_PROBLEM STATEMENT_
Lines before the one containing "We could then" are left out; copy that line and every later line through the end of the data exactly.

*** Opening of DATA TO PROCESS ***

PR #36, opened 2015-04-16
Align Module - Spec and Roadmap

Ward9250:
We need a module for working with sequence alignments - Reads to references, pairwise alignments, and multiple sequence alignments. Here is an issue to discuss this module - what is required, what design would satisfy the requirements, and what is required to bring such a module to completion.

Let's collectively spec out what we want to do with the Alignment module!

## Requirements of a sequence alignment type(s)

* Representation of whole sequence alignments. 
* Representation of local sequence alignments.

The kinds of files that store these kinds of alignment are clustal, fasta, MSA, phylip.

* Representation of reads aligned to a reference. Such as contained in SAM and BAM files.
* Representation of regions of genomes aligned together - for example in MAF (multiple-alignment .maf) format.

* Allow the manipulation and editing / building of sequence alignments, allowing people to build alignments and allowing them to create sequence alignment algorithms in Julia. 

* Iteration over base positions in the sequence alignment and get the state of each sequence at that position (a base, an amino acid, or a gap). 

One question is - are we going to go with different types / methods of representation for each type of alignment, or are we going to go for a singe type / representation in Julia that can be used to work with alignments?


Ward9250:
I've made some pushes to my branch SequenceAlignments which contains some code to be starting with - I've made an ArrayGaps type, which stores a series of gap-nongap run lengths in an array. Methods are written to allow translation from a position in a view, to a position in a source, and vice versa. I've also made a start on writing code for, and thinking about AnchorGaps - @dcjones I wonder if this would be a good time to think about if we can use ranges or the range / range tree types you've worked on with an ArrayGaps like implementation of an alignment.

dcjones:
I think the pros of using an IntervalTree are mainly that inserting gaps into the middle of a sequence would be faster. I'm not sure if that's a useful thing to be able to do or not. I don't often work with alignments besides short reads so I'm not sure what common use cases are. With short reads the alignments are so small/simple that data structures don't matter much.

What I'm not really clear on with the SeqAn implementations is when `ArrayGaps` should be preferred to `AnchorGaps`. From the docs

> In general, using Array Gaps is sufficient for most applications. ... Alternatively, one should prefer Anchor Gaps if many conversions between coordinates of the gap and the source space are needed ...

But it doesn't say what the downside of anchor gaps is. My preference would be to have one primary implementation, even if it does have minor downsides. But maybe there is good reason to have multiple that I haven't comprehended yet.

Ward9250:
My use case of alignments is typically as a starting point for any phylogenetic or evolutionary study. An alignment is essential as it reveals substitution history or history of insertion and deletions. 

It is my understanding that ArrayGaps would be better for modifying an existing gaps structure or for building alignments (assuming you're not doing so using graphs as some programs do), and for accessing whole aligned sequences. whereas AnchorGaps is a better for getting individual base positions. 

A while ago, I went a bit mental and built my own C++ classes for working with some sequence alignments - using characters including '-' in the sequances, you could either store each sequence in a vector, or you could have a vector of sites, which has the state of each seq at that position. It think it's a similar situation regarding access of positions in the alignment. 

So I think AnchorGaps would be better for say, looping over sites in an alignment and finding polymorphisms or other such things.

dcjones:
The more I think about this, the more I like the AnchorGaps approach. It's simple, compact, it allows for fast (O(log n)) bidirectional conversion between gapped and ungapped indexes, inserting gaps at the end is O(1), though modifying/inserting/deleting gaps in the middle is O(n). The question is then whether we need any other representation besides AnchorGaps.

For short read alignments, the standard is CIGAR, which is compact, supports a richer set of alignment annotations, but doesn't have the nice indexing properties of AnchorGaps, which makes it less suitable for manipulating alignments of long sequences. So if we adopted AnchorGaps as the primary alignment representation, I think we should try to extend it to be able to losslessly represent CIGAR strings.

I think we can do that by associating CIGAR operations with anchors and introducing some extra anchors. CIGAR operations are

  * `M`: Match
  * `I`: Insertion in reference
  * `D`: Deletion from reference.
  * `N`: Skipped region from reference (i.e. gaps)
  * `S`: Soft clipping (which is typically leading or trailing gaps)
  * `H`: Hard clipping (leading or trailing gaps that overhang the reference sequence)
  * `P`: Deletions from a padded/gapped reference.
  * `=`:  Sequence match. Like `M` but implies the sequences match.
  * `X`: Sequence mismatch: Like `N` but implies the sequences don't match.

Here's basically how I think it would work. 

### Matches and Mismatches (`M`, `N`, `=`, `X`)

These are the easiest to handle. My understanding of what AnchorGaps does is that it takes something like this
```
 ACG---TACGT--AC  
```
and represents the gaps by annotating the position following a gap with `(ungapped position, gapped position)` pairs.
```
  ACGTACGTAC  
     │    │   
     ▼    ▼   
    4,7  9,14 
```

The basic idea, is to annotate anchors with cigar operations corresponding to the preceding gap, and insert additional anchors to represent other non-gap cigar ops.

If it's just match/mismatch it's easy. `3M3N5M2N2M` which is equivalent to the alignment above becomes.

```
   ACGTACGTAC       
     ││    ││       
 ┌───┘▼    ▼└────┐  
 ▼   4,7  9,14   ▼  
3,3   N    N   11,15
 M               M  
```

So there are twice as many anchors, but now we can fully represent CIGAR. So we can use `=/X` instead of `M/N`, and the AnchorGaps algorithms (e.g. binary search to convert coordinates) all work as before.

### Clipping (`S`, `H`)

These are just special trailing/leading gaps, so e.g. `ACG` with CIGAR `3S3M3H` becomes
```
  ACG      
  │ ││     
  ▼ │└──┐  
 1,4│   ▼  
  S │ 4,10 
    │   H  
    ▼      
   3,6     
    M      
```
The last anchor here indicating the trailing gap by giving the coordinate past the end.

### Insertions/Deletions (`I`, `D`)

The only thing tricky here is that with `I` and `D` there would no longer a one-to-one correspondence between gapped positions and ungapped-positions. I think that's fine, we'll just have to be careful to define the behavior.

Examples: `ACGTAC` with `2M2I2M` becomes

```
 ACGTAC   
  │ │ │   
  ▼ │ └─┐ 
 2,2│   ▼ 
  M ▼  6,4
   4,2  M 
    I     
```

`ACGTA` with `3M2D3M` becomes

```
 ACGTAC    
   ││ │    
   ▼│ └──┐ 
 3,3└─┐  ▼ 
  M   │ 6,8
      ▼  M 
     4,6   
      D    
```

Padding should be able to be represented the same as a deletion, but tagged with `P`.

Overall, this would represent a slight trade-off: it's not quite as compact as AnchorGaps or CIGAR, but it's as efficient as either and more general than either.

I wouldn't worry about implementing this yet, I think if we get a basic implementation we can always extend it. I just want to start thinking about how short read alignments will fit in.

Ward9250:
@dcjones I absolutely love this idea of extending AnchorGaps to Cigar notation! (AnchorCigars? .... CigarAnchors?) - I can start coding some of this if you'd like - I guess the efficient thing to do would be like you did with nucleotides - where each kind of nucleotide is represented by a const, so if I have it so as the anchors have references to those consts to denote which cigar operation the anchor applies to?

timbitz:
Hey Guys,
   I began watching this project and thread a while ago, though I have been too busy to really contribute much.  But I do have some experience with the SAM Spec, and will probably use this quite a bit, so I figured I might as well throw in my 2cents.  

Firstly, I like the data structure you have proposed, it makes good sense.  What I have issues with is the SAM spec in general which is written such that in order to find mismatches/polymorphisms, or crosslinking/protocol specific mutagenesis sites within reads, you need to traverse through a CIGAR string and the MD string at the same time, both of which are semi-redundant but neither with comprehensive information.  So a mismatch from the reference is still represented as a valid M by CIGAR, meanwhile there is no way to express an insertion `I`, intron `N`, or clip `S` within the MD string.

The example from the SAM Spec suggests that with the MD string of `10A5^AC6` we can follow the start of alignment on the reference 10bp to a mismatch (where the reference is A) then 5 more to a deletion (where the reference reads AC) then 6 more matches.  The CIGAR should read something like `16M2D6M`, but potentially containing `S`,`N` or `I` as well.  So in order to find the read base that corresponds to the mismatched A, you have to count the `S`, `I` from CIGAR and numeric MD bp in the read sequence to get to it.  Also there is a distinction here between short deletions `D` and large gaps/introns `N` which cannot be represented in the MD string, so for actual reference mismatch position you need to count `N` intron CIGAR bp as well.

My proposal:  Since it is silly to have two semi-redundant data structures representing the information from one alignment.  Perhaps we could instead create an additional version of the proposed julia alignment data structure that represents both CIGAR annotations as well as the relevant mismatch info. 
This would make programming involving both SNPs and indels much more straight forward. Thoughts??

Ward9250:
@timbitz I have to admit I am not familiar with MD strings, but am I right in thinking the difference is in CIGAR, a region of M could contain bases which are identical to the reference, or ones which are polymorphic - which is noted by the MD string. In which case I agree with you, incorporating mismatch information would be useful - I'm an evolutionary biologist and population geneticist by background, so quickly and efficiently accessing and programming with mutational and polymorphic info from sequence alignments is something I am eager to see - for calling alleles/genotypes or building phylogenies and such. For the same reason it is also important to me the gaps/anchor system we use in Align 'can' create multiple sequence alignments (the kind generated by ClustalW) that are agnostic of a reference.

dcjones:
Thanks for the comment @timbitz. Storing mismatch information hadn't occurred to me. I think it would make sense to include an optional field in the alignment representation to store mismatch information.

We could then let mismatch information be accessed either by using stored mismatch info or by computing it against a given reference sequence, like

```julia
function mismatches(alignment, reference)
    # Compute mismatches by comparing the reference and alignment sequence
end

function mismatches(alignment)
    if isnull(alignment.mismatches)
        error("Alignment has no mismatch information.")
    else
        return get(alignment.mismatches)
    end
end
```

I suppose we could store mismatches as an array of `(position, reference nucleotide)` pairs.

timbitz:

*** Close of DATA TO PROCESS ***

_TASK RESULT_
We could then let mismatch information be accessed either by using stored mismatch info or by computing it against a given reference sequence, like

```julia
function mismatches(alignment, reference)
    # Compute mismatches by comparing the reference and alignment sequence
end

function mismatches(alignment)
    if isnull(alignment.mismatches)
        error("Alignment has no mismatch information.")
    else
        return get(alignment.mismatches)
    end
end
```

I suppose we could store mismatches as an array of `(position, reference nucleotide)` pairs.

timbitz:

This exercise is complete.